IOW, everybody's doing it wrong, and by everybody, I mean the all big players in the multicore hardware/software industry: Intel, Microsoft, IBM, Sun-Oracle, AMD, ARM, Apple, FreeScale, etc. The major computer science centers who are getting a lot of research money form the industry are not helping either since they have to kowtow to the likes of Intel and AMD whose main interest is to safeguard their installed base and preserve continuity.
It makes no difference. When the pain becomes unbearable (it's all about money), it will suddenly dawn on everybody that what is needed is to break away from the past.
using threads, or even multiple processes, and nobody has found a good model that actually makes it easy to do parallel programming.
The reason is that threads and processes are the wrong tool for the task, they introduce a lot of additional complexity while still failing at giving you fine grained parallelization. They are patchworks that try to add the ability to do parallelization to languages that where build for sequential evaluation, instead of solving the problem from the ground up.
Functional languages look like a much better solution for parallel programming. Without side effects, a very large part of parallel programming problems disappears instantly. There will be a need for some relearning as functional languages require a different approach to tackle a programming problem, but in the end that is what it needs.
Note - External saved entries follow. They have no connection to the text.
PR #415, opened 2020-07-29
Tests/add tests for gen menu

BonfaceKilz:
#### Description

This PR:
- Adds tests to **wqflask/wqflask/api/gen_menu.py**
- Cleans up **wqflask/wqflask/api/gen_menu.py**

### DIFF
--- a/wqflask/tests/api/test_gen_menu.py
+++ b/wqflask/tests/api/test_gen_menu.py
@@ -69,9 +69,11 @@ class TestGenMenu(unittest.TestCase):
 
     @mock.patch('wqflask.api.gen_menu.g')
     def test_get_species(self, db_mock):
-        """Test that assertion is raised when dataset and dataset_name are defined"""
-        db_mock.db.execute.return_value.fetchall.return_value = (('human', 'Human'),
-                                                                 ('mouse', 'Mouse'))
+        """Test that assertion is raised when dataset and dataset_name
+        are defined"""
+        db_mock.db.execute.return_value.fetchall.return_value = (
+            ('human', 'Human'),
+            ('mouse', 'Mouse'))
         self.assertEqual(get_species(),
                          [['human', 'Human'], ['mouse', 'Mouse']])
         db_mock.db.execute.assert_called_once_with(
@@ -84,7 +86,8 @@ class TestGenMenu(unittest.TestCase):
         db_mock.db.execute.return_value.fetchall.side_effect = [
             # Mouse
             (('BXD', 'BXD', None),
-             ('HLC', 'Liver: Normal Gene Expression with Genotypes (Merck)', 'Test')),
+             ('HLC', 'Liver: Normal Gene Expression with Genotypes (Merck)',
+              'Test')),
             # Human
             (('H_T1', "H_T", "DescriptionA"),
              ('H_T2', "H_T'", None))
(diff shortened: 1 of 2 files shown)


zsloan:
Ah, I'm guessing the SQL queries were switched to using single quotes in parenthesis in order to avoid the actual query being passed to MariaDB containing a bunch of spaces/newlines?

If so, I'll try to make similar changes to such queries as I encounter them.

BonfaceKilz:
Well, that depends. If you are sure nothing changes, then that'd be great. I only changed them to make it easier to test: https://github.com/genenetwork/genenetwork2/pull/415/commits/d50f72869b8d0a7078f0481aad2b04346cd56e3f#diff-e74417ee92f04fb38de592038107a99cR96-R98-- it's easier to test strings that don't have newline and extra spaces in them(the Python indentation spaces form part of the string because we used docstrings there). Notice how I check that the mocks are called with the correct constructed query. That way I'm sure I haven't changed the behaviour in any way. Also, for readability, I break the long string up into different lines, and concatenate them using the **+**

BonfaceKilz:
@zsloan could you review that ^^. Imho it's good to go. The only "logical" changes I've made are removing some unreachable **else** branch here: https://github.com/genenetwork/genenetwork2/pull/415/commits/b4a6a2cdc523d09334a33ca9a4efe7bc0e77d3de

zsloan:
I'm getting the following when I run test_gen_menu.py (which seems weird
since the same thing seems to work in other tests):
>
> Traceback (most recent call last):
>   File
> "/export/local/home/zas1024/gn2-zach/gene/wqflask/tests/api/test_gen_menu.py",
> line 16, in <module>
>     class TestGenMenu(unittest.TestCase):
>   File
> "/export/local/home/zas1024/gn2-zach/gene/wqflask/tests/api/test_gen_menu.py",
> line 70, in TestGenMenu
>     @mock.patch('wqflask.api.gen_menu.g')
> AttributeError: 'module' object has no attribute 'patch'

zsloan:
Oh, maybe I need to use a different GUIX build? Maybe the one I'm using
doesn't have mock installed?

zsloan:
Ah, I'm actually getting the same import error from the other tests in
gene/wqflask/tests/base.

BonfaceKilz:
A quick way to see if you have mock installed is to run: `ls $GN2_PROFILE/lib/python2.7/site-packages | grep mock` where `$GN2_PROFILE` is the location of your guix profile. What's your output? Most likely it's because you are using a different guix build. I've just ran into the same problem on Penguin2 and all I did was update the my guix profile with latest package defs from guix-bioinformatics. HTH!

zsloan:
It wasn't installed on the profile previously used in the alias, but it is
installed on a more recent one. After updating the alias to use the more
recent profile it still gives the same error, though.

BonfaceKilz:
Well, let's try manually troubleshooting things. How about getting into a python REPL e.g.:

```
env GN2_PROFILE=/home/bonface/opt/genenetwork2 TMPDIR=/home/bonface/tmp SERVER_PORT=5004 GENENETWORK_FILES=/home/bonface/gnu/data/gn2_data/ /home/bonface/projects/genenetwork2/bin/genenetwork2 /home/bonface/projects/genenetwork2/etc/default_settings.py -c
```
and then doing an
```
import mock
```

What do you get?

zsloan:
I found the issue (after noticing I could import it but "mock.__file__" was
just pointing to a mock/__init__.pyc); there was a mock directory still in
wqflask with just the pyc for an elastic search test in it. It was
apparently looking in that path before the one in the guix profile. After
removing that things worked fine.

BonfaceKilz:
Great! @pjotrp or @zsloan, we should merge this if things are ok \m/\m/

PR #456, opened 2020-10-08
Some trait page width changes

zsloan:
#### Description
Rob mentioned the trait page description text growing too wide with certain screen sizes, so I allowed it to shrink with screen size and also applied this to correlation and mapping method descriptions

Open the trait page for a trait like the one below and look at the Summary and at the right sides of the Mapping and Correlation sections (when expanded)
https://genenetwork.org/show_trait?trait_id=ILMN_1090075&dataset=GSE15222_F_RI_0409

N/A

N/A

### DIFF
--- a/wqflask/wqflask/templates/show_trait.html
+++ b/wqflask/wqflask/templates/show_trait.html
@@ -37,7 +37,7 @@
         <input type="hidden" name="covariates" value="">
         <input type="hidden" name="transform" value="">
 
-        <div class="container" style="min-width: 1450px;">
+        <div class="container" style="min-width: 700px;">
             <div class="panel-group" id="accordion">
                 <div class="panel panel-default">
                     <div class="panel-heading" data-toggle="collapse" data-parent="#accordion" data-target="#collapseOne" aria-expanded="true">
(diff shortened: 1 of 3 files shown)


BonfaceKilz (commented):
**Nitpick:** It would be nice if we moved things to a separate style-sheet. That way we'd have fine-grained control over screen widths using the @media property.

zsloan:
Yeah, this is definitely something that needs to be done at some point (not
just for this page, but for many others as well). Tomorrow or the next day
I might try and compile all of these style changes into a sheet for the
trait page.

BonfaceKilz:

> Yeah, this is definitely something that needs to
> be done at some point (not
> just for this page, but for many others as well).
> Tomorrow or the next day
> I might try and compile all of these style
> changes into a sheet for the
> trait page.
>

Great! We could track this on Trello or on GH then
work on it later \m/\m/.


-- 
Bonface M. K. (https://www.bonfacemunyoki.com)
Chief Emacs Mchochezi / Twitter: @BonfaceKilz
GPG key = D4F09EB110177E03C28E2FE1F5BBAE1E0392253F

zsloan:
Going to go ahead and merge this and just create a new PR for moving both these style changes and a lot of other styling to CSS files

PR #461, opened 2020-10-21
Mapping y axis fix

zsloan:
#### Description
Currently it's possible for the top Y axis tick in the mapping figure to be above the figure itself, causing it to sometimes intersect with the legend. This fix aims to prevent that.

For now, I'm just removing the top tick when it's higher than the top of the figure. It would probably be preferable to scale everything so that the top of the figure corresponds to the top tick, but that's a bit more involved (since all the different tracks need to be adjusted accordingly).

Try mapping the following trait using R/qtl (either with or without permutations) - https://genenetwork.org/show_trait?trait_id=10015&dataset=HXBBXHPublish
Previously this figure had a tick mark above the top of the figure. With the fix, this tick mark shouldn't be displayed.

N/A

N/A

### DIFF
--- a/wqflask/wqflask/marker_regression/display_mapping_results.py
+++ b/wqflask/wqflask/marker_regression/display_mapping_results.py
@@ -2074,9 +2074,7 @@ class DisplayMappingResults(object):
                         pass
 
             if self.permChecked and self.nperm > 0 and not self.multipleInterval:
-                if self.significant > LRS_LOD_Max:
-                    LRS_LOD_Max = self.significant * 1.1
-                #LRS_LOD_Max = max(self.significant, LRS_LOD_Max)
+                LRS_LOD_Max = max(self.significant, LRS_LOD_Max)
             else:
                 LRS_LOD_Max = 1.15*LRS_LOD_Max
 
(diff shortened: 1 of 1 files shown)


BonfaceKilz:
@zsloan I've run the tests locally and things work fine--- so nothing wrong with your code. Sorry for the false negative.

This is due to degraded performance in github actions. See: https://www.githubstatus.com/incidents/hvh1bq3ywhyp?utm_ts=1603355581 and https://twitter.com/githubstatus/status/1319195040959397888?s=20

@zsloan, @robwwilliams and @pjotrp I've been able to reproduce that by re-running a previously successful test(https://github.com/genenetwork/genenetwork2/runs/1291565822) which now fails. Big unexpected ouch! for us :disappointed:. Regardless, if it becomes a big pain-point, we can always move to Travis or CircleCI since we have a working docker container :smiley:

pjotrp:
> @zsloan, @robwwilliams and @pjotrp I've been able to reproduce that by re-running a previously successful test(https://github.com/genenetwork/genenetwork2/runs/1291565822) which now fails. Big unexpected ouch! for us disappointed. Regardless, if it becomes a big pain-point, we can always move to Travis or CircleCI since we have a working docker container

Since this is a Guix container we could also consider running them on our server if we can figure out a github commit hook. Maybe an interesting target for sheepdog if we can generate the log online.

BonfaceKilz:
The failing build only affects the python2 branch. I've re-ran things on the python3 branch and the tests pass. I've raised that on the GH community forum here: https://github.community/t/failing-tests-after-github-actions-degradation-resolution/139248. I won't spend too much time troubleshooting this since we'll move to python3 anyways...

PR #471, opened 2020-10-28
Bug/Replace map on strip with a list comprehension that calls strip()

BonfaceKilz:
#### Description

This PR replaces maps that call string.strip() with a list comprehension that calls strip on each element.

It fixes this error:
Screen Shot 2020-10-28 at 12 02 10 PM

- Reload the page from that :point_up:

You can't do `list(map(string.strip, header))` in Python3.

N/A

N/A

#### Questions

N/A

### DIFF
--- a/scripts/maintenance/readProbeSetSE_v7.py
+++ b/scripts/maintenance/readProbeSetSE_v7.py
@@ -72,14 +72,14 @@ GeneList = []
 isCont = 1
 header = fp.readline()
 header = header.strip().split('\t')
-header = list(map(string.strip, header))
+header = [item.strip() for item in header]
 nfield = len(header)
 line = fp.readline()
 
 kj = 0
 while line:
     line2 = line.strip().split('\t')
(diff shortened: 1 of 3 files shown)


zsloan (approved):
Looks good to me. I should probably look around to see if there are any other places that define lists like this instead of using list comprehensions.

BonfaceKilz:

> @zsloan approved this pull request.
>
> Looks good to me. I should probably look around to
> see if there are any other places that define
> lists like this instead of using list
> comprehensions.
Yeah. I kind of already did that by doing:

`ag "map\(string\.strip" -Gpy$`

FYI, ag is silver searcher
-- 
Bonface M. K. <https://www.bonfacemunyoki.com>
Chief Emacs Bazu / Rieng ya software sare
Mchochezi of: <https://upbookclub.com> / Twitter: @BonfaceKilz
GPG Key: D4F09EB110177E03C28E2FE1F5BBAE1E0392253F

PR #483, opened 2020-11-05
Refactor branch

Alexanderlacuna:
#### Description
Refactored natural_sort to return new list rather that modifying original

N/A


Alexanderlacuna:
Duplicate

PR #491, opened 2020-11-25
Feature/manhattan plot coloring

zsloan:
#### Description
This adds the following options to manhattan plots:
- Giving all points a single color that can be selected by the user
- Make all chromosomes have different colored points (using preset colors)
- Use an alternating Red/Blue color scheme (this was previously the default)

The colors used in the "different colors for all chromosomes" option are subject to change (I'm color-blind I just chose a random list of contrasting colors I found online), and I also might want to add the option to select colors for the "Alternating" color scheme.

Do GEMMA mapping from any trait page (like the one below) and use the "Manhattan Plot Color Scheme" option in the mapping options area at the top of the page.

https://genenetwork.org/show_trait?trait_id=1436869_at&dataset=HC_M2_0606_P

N/A

N/A

### DIFF
--- a/wqflask/wqflask/marker_regression/display_mapping_results.py
+++ b/wqflask/wqflask/marker_regression/display_mapping_results.py
@@ -74,6 +74,34 @@ DARKVIOLET = ImageColor.getrgb("darkviolet")
 MEDIUMPURPLE = ImageColor.getrgb("mediumpurple")
 # ---- END: Define common colours ---- #
 
+# ZS: List of distinct colors for manhattan plot if user selects "varied"
+DISTINCT_COLOR_LIST = [
+    ImageColor.getrgb("#FF0000"),
+    ImageColor.getrgb("#00FF00"),
+    ImageColor.getrgb("#0000FF"),
+    ImageColor.getrgb("#FFFF00"),
+    ImageColor.getrgb("#FF00FF"),
+    ImageColor.getrgb("#00FFFF"),
+    ImageColor.getrgb("#000000"),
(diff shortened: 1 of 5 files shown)


wqflask/wqflask/marker_regression/display_mapping_results.py
```diff
@@ -74,6 +74,34 @@
...
+    ImageColor.getrgb("#00C000"),
+    ImageColor.getrgb("#0000C0"),
+    ImageColor.getrgb("#C0C000"),
+    ImageColor.getrgb("#C000C0"),
+    ImageColor.getrgb("#00C0C0"),
+    ImageColor.getrgb("#C0C0C0"),
+    ImageColor.getrgb("#400000"),
+    ImageColor.getrgb("#004000"),
+    ImageColor.getrgb("#000040"),
+]
```
BonfaceKilz: **nitpick:** Whenever I find myself doing something like this, I'd use a list comprehension to isolate the list in one place. Something like:

```
COLOR_LIST = ["A", "B" ...]
DISTINCT_COLOR_LIST = [ImageColor.getrgb(color) for color in COLOR_LIST]
```

BonfaceKilz (approved):
This LGTM although I don't know enough Biology(yet) to test it out(though I tried)...

wqflask/wqflask/marker_regression/display_mapping_results.py
zsloan: Ah, that's a good idea.

BonfaceKilz (approved):

PR #499, opened 2020-12-02
Feature/hide empty column

Alexanderlacuna:
#### Description
add script to hide column when values are N/A

import the script for any table

Screenshot from 2020-12-03 01-30-57
Screenshot from 2020-12-03 01-31-25

### DIFF
--- a/wqflask/wqflask/static/new/javascript/auto_hide_column.js
+++ b/wqflask/wqflask/static/new/javascript/auto_hide_column.js
@@ -1,22 +1,21 @@
+$(function(){
+	$("table").each(function(table){
+		$(this).find("th").each(function(col_index,col_th){
+			var filter_counter=0
+			var col_td=$(this).closest('table').find('tr td:nth-child(' + (col_index + 1) + ')')
+			col_td.each(function(td_index,col_td){
+				if(this.innerHTML==""||this.innerHTML=="N/A"){
+					filter_counter+=1
+				}
+				else{
+					return false
+				}
+			})
+			if (filter_counter==$(this).closest("table").find("tr").length-1){
+					$(this).hide();
+                   col_td.hide();
 
-$(function (){
-$("table th").each(function(th_index,col_th){
-	var filter_counter = 0;
-	// map each column to row ie  column i to ith element
-	var column_tds = $(this).closest('table').find('tr td:nth-child(' + (index + 1) + ')')
-	column_tds.each(function(td_index,col_td){
-		if(this.innerHTML==''||this.innerHTML=="N/A"){
-			filter_counter+=1;
-		}
-		else{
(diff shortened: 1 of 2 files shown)


zsloan:
A couple things I'm unsure about:
- I don't think this will work with Scroller, since all cells won't be present in the HTML; the table cell contents would need to be pulled with the DataTables API (all tables can assumed to be using DataTables). An example of getting table data this way is below*.
- I'm not sure how the speed will scale with a very large number of results (and how this would impact initial page load time). This was basically the biggest problem; I think I found some similar code that did this (though before using Scroller, so that same code wouldn't work now), but it was sluggish when doing a global search or something with many rows, since it would have to iterate through all the table's cells in the JS after the page loaded.

Using the DataTables API may actually help address the second point; it seems to be a lot faster than just iterating through elements using JQuery.

* https://github.com/genenetwork/genenetwork2/blob/testing/wqflask/wqflask/static/new/javascript/show_trait.js Around line 615 is an example of this (among other places in that same file)

Alexanderlacuna:
@zsloan  Yeah you are right on scaling tried with 20,000 rows 4 columns, seems a bit sluggish. will try your approach and see how that goes.

zsloan:
I'll look at this tomorrow, forgot to look at it today (just to let you know that I saw it).

zsloan:
After testing this, I think that it might be treating the columns as directly corresponding with the data passed to DataTables, but most of the tables in question have several columns that are just rendered using the JSON `data.`

For example, starting around line 260 of this file ( https://github.com/genenetwork/genenetwork2/blob/testing/wqflask/wqflask/templates/search_result_page.html ), the columns are defined, with some directly sourcing their data from the JSON, but others being rendered from multiple fields (like the Record column). So the number of fields in data doesn't directly correspond to the number of columns. 

I think that the core loop just needs to refer to the nodes instead of the data. I tried making a change that seems to work as long as deferRender isn't being used. I'm not sure how to submit the change to the existing PR, but the code block for the loop (that in this case has the outer loop be columns and inner loop be rows) that I tried (and seems to work when I tested by adding an extra column of nothing but N/A values) is below:

```
    let validColumns = [];
    for (let col=0; col<columnCount; col++){
        colObj = datatable.column(col).nodes().to$();
        allNAs = true;
        for (let i=0;i<numberOfRows;i++){
            cellContent = colObj[i].childNodes[0].data
            if (cellContent != "N/A" && cellContent != ""){
                allNAs = false;
                break;
            }
        }
        if (!allNAs){
            validColumns.push(col)
        }
    }
```

Alexanderlacuna:
@zsloan  added your changes to this PR.

zsloan:
Seems fine to me!

PR #503, opened 2020-12-05
update  tests for run_gemma

Alexanderlacuna:
#### Description
modify tests for run_gemma

as unittest

N/A

N/A
#### Questions

N/A

### DIFF
--- a/wqflask/tests/unit/wqflask/marker_regression/test_gemma_mapping.py
+++ b/wqflask/tests/unit/wqflask/marker_regression/test_gemma_mapping.py
@@ -53,12 +53,12 @@ class TestGemmaMapping(unittest.TestCase):
         this_chromosomes={}
         for i in range(1, 5):
             this_chromosomes[f'CH{i}']=(AttributeSetter({"name": f"CH{i}"}))
-        chromo = AttributeSetter({"chromosomes": this_chromosomes})
+        chromosomes = AttributeSetter({"chromosomes": this_chromosomes})
 
         dataset_group = MockGroup(
             {"name": "GP1", "genofile": "file_geno"})
         dataset = AttributeSetter({"group": dataset_group, "name": "dataset1_name",
-                                   "species": AttributeSetter({"chromosomes": chromo})})
+                                   "species": AttributeSetter({"chromosomes": chromosomes})})
         trait = AttributeSetter({"name": "trait1"})
         samples = []
         mock_gen_pheno_txt.return_value = None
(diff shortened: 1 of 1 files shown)


BonfaceKilz (approved):
Much thanks for this. Actually ran into these failing tests in my branch and this seems to fix things

zsloan:
Ah, I think this might have been a similar issue to the recent one I noticed with gemma_mapping.py (I had to change the way this_chromosomes was set).

BonfaceKilz:

> Ah, I think this might have been a similar issue
> to the recent one I noticed with gemma_mapping.py
> (I had to change the way this_chromosomes was
> set).

Yup and on point... I could see that bug was
introduced here:
7aaa4b87fcf405c32c11e2e2d664941c43c14430

-- 
Bonface M. K. <https://www.bonfacemunyoki.com>
Humble GNU Emacs User / Bearer of scheme-y parens
Curator: <https://upbookclub.com> / Twitter: @BonfaceKilz
GPG Key: D4F09EB110177E03C28E2FE1F5BBAE1E0392253F

pjotrp:
Is this a first with the new test system?

BonfaceKilz:
Pjotr Prins <notifications@github.com> writes:

> Is this a first with the new test system?

Yup! I try to pay keen attention when sth is
refactored, but this one slipped my eye(probably
because that list comprehension made sense); but
was caught by @zsloan.

-- 
Bonface M. K. <https://www.bonfacemunyoki.com>
Humble GNU Emacs User / Bearer of scheme-y parens
Curator: <https://upbookclub.com> / Twitter: @BonfaceKilz
GPG Key: D4F09EB110177E03C28E2FE1F5BBAE1E0392253F

zsloan:
Yeah, I think the confusion was related to the Species class being really
weird. Species has a "chromosomes" attribute that is of the "Chromosomes"
class, but the "Chromosomes" class also has its own attribute which is also
called "chromosomes."

I feel like there isn't really any need for there to be a "Chromosomes"
class here, and that it could just be replaced by a function that returns
the list of chromosomes using either species or dataset as input.

BonfaceKilz:

> Yeah, I think the confusion was related to the Species class being really
> weird. Species has a "chromosomes" attribute that is of the "Chromosomes"
> class, but the "Chromosomes" class also has its own attribute which is also
> called "chromosomes."
>

Oof!

> I feel like there isn't really any need for there to be a "Chromosomes"
> class here, and that it could just be replaced by a function that returns
> the list of chromosomes using either species or dataset as input.
>

With time we'll clean those up. I optimistically
think we have a good momentum and we'll soon get
there IMHO :)

-- 
Bonface M. K. <https://www.bonfacemunyoki.com>
Humble GNU Emacs User / Bearer of scheme-y parens
Curator: <https://upbookclub.com> / Twitter: @BonfaceKilz
GPG Key: D4F09EB110177E03C28E2FE1F5BBAE1E0392253F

Look at GPU programming, the reason why it is trivial to apply parallelization to it, is because the infrastructure forces you to write your program in a way that can be parallelized. You can't make your fragment shader go crazy and draw over other pixels and stuff, you have one pixel that you have to fill and no side-effects outside of that and as a result you can throw as much parallel processing power at it as you like.